EXERCISE MATERIAL: Begin

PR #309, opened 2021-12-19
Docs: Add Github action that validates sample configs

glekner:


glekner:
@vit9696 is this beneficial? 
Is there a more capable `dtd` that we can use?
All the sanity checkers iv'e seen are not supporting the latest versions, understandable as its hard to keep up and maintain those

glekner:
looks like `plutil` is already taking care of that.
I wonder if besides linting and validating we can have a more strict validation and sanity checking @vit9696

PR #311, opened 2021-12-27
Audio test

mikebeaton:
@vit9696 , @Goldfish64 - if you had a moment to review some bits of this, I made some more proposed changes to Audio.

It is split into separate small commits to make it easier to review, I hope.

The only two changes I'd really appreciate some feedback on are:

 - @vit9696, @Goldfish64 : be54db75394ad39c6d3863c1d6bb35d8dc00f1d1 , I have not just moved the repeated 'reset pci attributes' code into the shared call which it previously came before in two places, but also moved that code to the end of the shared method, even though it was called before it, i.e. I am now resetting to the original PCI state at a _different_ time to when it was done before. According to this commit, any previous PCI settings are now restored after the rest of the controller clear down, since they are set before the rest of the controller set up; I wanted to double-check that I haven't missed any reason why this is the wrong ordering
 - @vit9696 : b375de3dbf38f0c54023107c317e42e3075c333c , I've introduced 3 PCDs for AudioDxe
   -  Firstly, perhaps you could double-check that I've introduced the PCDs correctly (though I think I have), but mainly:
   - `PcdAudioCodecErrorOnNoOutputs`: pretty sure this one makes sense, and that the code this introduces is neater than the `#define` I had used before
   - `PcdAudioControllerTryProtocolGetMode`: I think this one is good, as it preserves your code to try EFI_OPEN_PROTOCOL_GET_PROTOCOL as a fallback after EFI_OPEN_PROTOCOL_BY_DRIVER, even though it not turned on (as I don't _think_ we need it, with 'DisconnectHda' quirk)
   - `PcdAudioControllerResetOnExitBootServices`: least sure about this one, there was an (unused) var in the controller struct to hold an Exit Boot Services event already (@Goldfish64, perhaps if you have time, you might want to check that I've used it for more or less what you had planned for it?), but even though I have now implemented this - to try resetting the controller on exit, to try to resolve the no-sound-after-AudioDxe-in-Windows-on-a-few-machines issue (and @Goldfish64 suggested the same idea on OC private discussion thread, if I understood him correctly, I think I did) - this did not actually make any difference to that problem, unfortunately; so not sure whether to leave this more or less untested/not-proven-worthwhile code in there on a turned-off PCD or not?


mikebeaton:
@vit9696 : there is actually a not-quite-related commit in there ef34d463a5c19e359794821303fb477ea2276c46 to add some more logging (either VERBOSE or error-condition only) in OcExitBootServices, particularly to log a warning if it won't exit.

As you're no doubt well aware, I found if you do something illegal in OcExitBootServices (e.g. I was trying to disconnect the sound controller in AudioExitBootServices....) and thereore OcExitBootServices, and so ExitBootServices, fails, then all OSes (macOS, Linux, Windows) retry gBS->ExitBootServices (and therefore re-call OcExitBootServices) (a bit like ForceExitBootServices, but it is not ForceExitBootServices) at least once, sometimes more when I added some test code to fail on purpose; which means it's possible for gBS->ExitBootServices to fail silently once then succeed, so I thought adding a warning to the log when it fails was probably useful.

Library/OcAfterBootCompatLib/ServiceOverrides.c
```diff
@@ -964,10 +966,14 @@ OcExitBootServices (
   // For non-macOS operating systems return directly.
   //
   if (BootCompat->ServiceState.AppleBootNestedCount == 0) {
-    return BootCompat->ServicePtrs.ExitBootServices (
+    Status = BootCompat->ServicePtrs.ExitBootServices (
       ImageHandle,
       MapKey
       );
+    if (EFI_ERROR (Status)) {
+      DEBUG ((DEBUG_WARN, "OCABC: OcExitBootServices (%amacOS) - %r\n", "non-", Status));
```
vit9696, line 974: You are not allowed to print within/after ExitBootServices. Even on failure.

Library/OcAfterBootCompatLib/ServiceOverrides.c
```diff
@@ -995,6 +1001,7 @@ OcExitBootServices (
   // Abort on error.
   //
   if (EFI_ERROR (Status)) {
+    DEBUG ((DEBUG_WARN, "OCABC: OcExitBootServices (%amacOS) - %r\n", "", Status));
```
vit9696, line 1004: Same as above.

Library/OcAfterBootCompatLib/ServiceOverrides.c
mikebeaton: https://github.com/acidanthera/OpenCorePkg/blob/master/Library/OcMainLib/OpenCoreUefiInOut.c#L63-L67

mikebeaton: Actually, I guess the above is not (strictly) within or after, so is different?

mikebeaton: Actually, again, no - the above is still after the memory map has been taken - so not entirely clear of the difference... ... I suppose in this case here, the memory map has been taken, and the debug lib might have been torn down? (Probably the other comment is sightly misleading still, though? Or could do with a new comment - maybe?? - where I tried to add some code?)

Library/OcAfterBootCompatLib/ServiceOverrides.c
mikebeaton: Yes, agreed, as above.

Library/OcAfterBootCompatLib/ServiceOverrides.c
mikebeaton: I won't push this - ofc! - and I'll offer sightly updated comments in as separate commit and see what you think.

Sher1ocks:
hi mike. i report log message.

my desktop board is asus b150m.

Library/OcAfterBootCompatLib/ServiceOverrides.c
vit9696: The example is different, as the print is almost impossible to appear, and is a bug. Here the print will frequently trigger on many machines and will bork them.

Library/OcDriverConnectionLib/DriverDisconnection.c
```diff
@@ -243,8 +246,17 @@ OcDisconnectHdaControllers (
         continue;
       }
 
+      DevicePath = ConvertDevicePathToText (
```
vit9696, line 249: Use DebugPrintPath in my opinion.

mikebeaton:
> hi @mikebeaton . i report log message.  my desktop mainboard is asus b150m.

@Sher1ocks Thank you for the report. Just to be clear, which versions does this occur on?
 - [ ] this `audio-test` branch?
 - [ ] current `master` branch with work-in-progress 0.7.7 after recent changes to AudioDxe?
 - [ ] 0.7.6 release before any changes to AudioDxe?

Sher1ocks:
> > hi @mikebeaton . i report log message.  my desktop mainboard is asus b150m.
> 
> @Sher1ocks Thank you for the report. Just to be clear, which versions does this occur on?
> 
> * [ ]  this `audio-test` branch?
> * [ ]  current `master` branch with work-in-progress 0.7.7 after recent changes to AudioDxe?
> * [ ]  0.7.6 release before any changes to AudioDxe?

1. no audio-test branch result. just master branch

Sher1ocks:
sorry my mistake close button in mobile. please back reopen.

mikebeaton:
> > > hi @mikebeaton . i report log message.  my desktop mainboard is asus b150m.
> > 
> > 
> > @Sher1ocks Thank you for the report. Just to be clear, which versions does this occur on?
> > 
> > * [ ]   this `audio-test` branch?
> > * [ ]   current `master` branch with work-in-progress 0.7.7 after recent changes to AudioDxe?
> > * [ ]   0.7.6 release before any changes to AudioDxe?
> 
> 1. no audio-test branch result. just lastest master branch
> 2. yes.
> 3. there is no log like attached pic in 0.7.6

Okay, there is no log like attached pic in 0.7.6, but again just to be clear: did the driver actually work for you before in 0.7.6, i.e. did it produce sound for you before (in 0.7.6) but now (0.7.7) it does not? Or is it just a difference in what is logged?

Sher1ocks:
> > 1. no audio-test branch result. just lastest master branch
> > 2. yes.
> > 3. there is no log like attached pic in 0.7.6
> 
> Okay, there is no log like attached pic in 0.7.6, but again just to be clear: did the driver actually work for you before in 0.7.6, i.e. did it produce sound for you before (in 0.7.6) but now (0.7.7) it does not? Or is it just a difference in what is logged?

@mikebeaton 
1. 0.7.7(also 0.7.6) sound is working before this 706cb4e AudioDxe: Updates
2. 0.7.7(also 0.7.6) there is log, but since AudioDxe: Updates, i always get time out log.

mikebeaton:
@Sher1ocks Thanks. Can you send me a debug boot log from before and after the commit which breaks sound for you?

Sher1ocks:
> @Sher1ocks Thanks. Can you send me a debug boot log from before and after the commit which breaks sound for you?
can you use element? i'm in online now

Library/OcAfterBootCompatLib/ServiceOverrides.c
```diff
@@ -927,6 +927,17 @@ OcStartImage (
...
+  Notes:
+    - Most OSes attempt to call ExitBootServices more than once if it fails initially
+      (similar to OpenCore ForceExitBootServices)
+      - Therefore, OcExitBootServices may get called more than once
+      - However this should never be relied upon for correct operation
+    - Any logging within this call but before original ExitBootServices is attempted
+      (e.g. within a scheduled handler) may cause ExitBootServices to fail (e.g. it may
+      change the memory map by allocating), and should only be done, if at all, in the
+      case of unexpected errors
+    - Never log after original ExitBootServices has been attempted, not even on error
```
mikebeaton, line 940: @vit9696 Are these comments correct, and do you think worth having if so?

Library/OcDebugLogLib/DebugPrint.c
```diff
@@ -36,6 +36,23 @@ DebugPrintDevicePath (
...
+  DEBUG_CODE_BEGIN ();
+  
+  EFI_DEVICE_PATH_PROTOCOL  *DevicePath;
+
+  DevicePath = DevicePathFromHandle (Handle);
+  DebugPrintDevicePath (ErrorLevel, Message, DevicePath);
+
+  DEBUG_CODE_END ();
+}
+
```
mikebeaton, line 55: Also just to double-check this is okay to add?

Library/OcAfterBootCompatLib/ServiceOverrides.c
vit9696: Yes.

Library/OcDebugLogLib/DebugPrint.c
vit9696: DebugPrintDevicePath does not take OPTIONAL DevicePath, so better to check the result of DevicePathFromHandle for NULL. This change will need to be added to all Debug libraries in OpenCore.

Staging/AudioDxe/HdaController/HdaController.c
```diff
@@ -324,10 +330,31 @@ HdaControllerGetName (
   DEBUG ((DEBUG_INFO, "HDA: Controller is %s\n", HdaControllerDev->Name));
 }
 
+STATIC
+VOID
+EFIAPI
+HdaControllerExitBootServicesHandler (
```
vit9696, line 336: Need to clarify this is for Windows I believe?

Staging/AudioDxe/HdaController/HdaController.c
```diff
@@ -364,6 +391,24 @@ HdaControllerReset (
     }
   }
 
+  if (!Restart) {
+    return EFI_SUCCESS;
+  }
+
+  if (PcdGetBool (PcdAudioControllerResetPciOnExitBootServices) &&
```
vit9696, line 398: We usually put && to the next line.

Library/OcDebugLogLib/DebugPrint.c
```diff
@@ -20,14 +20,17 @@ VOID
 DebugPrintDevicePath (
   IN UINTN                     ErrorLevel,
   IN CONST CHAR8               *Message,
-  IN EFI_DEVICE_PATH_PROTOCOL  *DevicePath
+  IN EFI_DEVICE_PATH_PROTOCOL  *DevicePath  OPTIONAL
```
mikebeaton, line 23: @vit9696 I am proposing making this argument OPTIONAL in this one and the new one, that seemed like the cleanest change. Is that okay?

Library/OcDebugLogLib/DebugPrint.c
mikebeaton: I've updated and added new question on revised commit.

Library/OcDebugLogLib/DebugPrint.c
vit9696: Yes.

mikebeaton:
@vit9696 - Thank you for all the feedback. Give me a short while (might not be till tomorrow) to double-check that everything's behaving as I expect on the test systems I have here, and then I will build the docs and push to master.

EXERCISE MATERIAL: End

Determine how many lines in the records include the string "current". Only that number should be given.

◆ REPLY TO THE TASK
3